The V3 implementation (embed-v3.ipynb) was built to push the baseline score to a state-of-the-art level by incorporating three key engineering upgrades.

1. Full Dataset

The training data was scaled up from 200k samples to the full SNLI (~550k) and MNLI (~392k) datasets (~940k total sentences), yielding a massive training set of 140,000+ aligned triplets.

CONFIG = {
    "snli_samples": 550_152,  # Full SNLI
    "mnli_samples": 392_702,  # Full MNLI
    ...
}

2. Mean Pooling Architecture

The weak [CLS] token pooling from V2 was replaced with a Mean Pooling layer. This creates a much richer sentence embedding by averaging the last hidden state of all tokens (excluding padding), capturing the full semantic context of the sentence.

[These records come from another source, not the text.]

PR #1966, opened 2023-11-24
[CI] Push docker image with version in tag

youennmerel:
Hi @michaelkain,

I've been able to successfully manually run this workflow on my fork (https://github.com/youennmerel/shanoir-ng) by putting mock value (`v1.0`) in the $TAG env variable.

This seems to (finally) work fine :
> image

> image

The only uncertainty now is that `${{ github.ref }}` will give us the right $TAG value on triggered run, but it seems to be clearly the good variable to use : https://github.com/orgs/community/discussions/26686#discussioncomment-3396593

### DIFF
--- a/.github/workflows/docker.yml
+++ b/.github/workflows/docker.yml
@@ -4,7 +4,7 @@ name: Publish Docker images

def mean_pooling(self, hidden_state, attention_mask):
    # Expand mask and apply to hidden states
    mask_expanded = attention_mask.unsqueeze(-1).expand(hidden_state.size()).float()
    sum_embeddings = torch.sum(hidden_state * mask_expanded, 1)
    sum_mask = torch.clamp(mask_expanded.sum(1), min=1e-9)
    return sum_embeddings / sum_mask  # Average over non-padding tokens

3. In-Batch Negative Loss

The simple 1-vs-1 triplet loss was upgraded to an InfoNCE loss with in-batch negatives. For an anchor sentence A[i], its "positive" is P[i], but its "negatives" become all other 127 samples in the batch (P[0...N] and N[0...N]). This 1-vs-127 comparison is a much harder task and forces the model to learn a highly discriminative embedding space.

# V3: In-batch negatives (batch_size = 64)
# For anchor A[i], compare against 128 candidates:
# - 1 true positive P[i]
# - 127 negatives: all other P[j] and N[j] in batch
all_embeddings = torch.cat([pos_embed, neg_embed], dim=0)  # Shape: (128, 768)
similarity_matrix = anchor_embed @ all_embeddings.T  # Shape: (64, 128)
# Target: P[i] is at index i in the concatenated tensor
labels = torch.arange(batch_size).to(device)
loss = F.cross_entropy(similarity_matrix / temperature, labels)

The Result: The combination of these three techniques successfully pushed the model's performance to 0.8524 Spearman correlation, demonstrating a robust, high-performance, and "from-scratch" implementation.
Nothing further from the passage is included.